• ACTIVITY:
Copy out lines with the word "onto" from the material that follows.

------ RECORDS SUPPLIED ------

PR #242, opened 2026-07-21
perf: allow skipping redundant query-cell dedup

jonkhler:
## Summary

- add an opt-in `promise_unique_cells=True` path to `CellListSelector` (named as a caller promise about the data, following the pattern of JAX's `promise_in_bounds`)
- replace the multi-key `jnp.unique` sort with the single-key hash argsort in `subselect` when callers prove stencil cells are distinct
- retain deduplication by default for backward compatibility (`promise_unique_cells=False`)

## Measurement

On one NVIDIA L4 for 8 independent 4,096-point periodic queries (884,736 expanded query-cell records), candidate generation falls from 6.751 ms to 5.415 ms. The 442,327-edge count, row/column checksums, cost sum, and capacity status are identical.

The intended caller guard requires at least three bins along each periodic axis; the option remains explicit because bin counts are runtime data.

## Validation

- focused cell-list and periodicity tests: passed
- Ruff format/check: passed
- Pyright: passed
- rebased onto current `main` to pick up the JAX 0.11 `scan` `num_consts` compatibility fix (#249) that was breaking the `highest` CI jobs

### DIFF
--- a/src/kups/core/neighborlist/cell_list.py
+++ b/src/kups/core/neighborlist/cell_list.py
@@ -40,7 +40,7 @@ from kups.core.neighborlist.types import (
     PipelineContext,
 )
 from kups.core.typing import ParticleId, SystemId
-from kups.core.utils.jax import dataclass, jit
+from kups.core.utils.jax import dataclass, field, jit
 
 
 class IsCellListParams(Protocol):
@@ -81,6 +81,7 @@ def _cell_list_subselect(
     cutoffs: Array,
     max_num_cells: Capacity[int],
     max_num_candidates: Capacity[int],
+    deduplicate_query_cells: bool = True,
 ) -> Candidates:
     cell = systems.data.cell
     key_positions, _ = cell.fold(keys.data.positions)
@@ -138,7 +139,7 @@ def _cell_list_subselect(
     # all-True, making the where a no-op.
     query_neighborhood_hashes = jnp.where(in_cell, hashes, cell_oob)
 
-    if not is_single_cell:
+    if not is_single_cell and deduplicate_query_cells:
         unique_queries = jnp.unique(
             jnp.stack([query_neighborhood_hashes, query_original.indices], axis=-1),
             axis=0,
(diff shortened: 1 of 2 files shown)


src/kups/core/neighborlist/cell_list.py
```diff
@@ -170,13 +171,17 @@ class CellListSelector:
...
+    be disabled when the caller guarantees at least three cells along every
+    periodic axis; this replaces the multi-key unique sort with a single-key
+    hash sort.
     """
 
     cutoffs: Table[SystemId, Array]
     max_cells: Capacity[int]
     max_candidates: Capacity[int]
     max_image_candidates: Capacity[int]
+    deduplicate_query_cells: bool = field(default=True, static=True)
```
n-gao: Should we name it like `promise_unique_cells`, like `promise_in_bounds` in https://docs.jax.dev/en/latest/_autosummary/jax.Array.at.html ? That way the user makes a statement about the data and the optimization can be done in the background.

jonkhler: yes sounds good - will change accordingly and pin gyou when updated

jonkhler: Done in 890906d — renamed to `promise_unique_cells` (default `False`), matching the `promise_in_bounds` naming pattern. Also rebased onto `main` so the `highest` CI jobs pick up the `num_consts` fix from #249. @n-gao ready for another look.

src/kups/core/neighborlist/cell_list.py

------

• PROBLEM SOLUTION:
- rebased onto current `main` to pick up the JAX 0.11 `scan` `num_consts` compatibility fix (#249) that was breaking the `highest` CI jobs
jonkhler: Done in 890906d — renamed to `promise_unique_cells` (default `False`), matching the `promise_in_bounds` naming pattern. Also rebased onto `main` so the `highest` CI jobs pick up the `num_consts` fix from #249. @n-gao ready for another look.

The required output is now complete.